A recent paper (Ang. Chem. Int. Ed.41 1740, for those with chemistry libraries at hand) illustrates some interesting things about "natural" and "unnatural" compounds.

It's well known that polychlorinated molecules (DDT, PCBs and others) are quite stable and persistent. Glenn Reynolds over at Instapundit stirred up some folks a few days ago with a reference to DDT, but no matter whose views you subscribe to, there's no denying that the stuff hangs around. One reason is that the compounds are quite lipophilic - they don't sit in aqueous solution waiting to react with things, and they tend to accumulate in lipid tissues of animals, which takes them out of circulation. Another reason is that polychlorinated compounds just aren't all that reactive in general; they're poor substrates for many standard reactions.

(As an aside, that's one of the reasons that the atmospheric effects of chlorofluorocarbons took such a long time to be recognized. These compounds are almost completely unreactive under biological conditions, and not much more lively under even forcing artificial ones. But no one had thought much about what would happen if they got into the upper atmosphere, where they could be hit by hard ultraviolet, the sort that doesn't make it to the ground. . .)

At any rate, there's been a clear distinction between polychlorinated man-made compounds and others which occur in nature. There are thousands of them, actually, many made by marine organisms (who have plenty of chlorine, bromine, and iodine to play around with in seawater.) These tend to be more water-soluble and reactive, though, and haven't been found to persist in tissues.
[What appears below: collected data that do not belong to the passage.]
PR #1335, opened 2016-09-14
[Haxe] Fixed contextual generator for  `var some(get, set)`

SlavaRa:
Before fix:
bug_contextualgenerator_for_getset

Result after fix:
fixed_contextualgenerator_for_getset


Neverbirth:
I guess we'll need to also add unit tests for this part at some point, because I think this is OK for merging, but cannot give 100% of confidence right now. @Meychi ?

PR #1339, opened 2016-09-15
Get Haxe libraries from project CompilerOptions instead of building virtual HXML

Neverbirth:
Building a virtual HXML is a problem, because if rawHxml is set it will return that, and if libs are defined in HXMLs inside other HXMLs this info gets lost, causing some FD features to not work properly.

I don't know why we'd want to return a virtual HXML, I checked and it's quite old code, so maybe it was needed back in the day... nowadays I don't see a need for doing it that way?

### DIFF
--- a/External/Plugins/HaXeContext/Context.cs
+++ b/External/Plugins/HaXeContext/Context.cs
@@ -409,10 +409,10 @@ namespace HaXeContext
             // add haxe libraries
             if (proj != null)
             {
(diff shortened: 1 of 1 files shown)


Neverbirth:
Hmmm, I can see that if someone has inside a HXML --next before some -lib entry then FD would drop it doing it my way, but it's already this way with classpaths, so I think my way is still better than the old one.

SlavaRa:
I tested this PR, all ok.
@Neverbirth please merge this PR.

Until now, it seems. The paper I referred to gives leading references to an odd compound called Q1. It's been found in biological samples all over the world, and sometimes in some seriously large concentrations. Analysis showed it to have an empirical formula that doesn't correspond to any compound that's ever been reported. The paper has the real structure, confirmed by two different syntheses, and it's a rather odd-looking chlorinated bipyrrole.

The thing is, no one knows where the stuff comes from. And (for once) it doesn't appear to be us, since the compound was completely unknown until now. Nothing even that close to it is produced industrially. The closest things are some other halogenated pyrroles found in some marine bacteria, lending credence to the theory that this is a biogenic material. No one's found one like this, though.

As I've spoken to people about this, reactions have been interesting. Most of my fellow chemists have found the structure intruiging, and the idea that it's a natural product pretty weird. But I've had a couple of colleagues react by saying "That has to be coming from people." When I point out the features mentioned in the paragraph above, it doesn't seem to convince them. "It'll turn out to be from us," I've been told.

Well, I'm with the authors of the paper in not thinking so. Nature's got a lot of surprises, and making something that looks just like a synthetic pollutant doesn't seem like too much of a stretch. Think of it as a polychlorinated prank, pulled off by some dinoflagellate or red algae.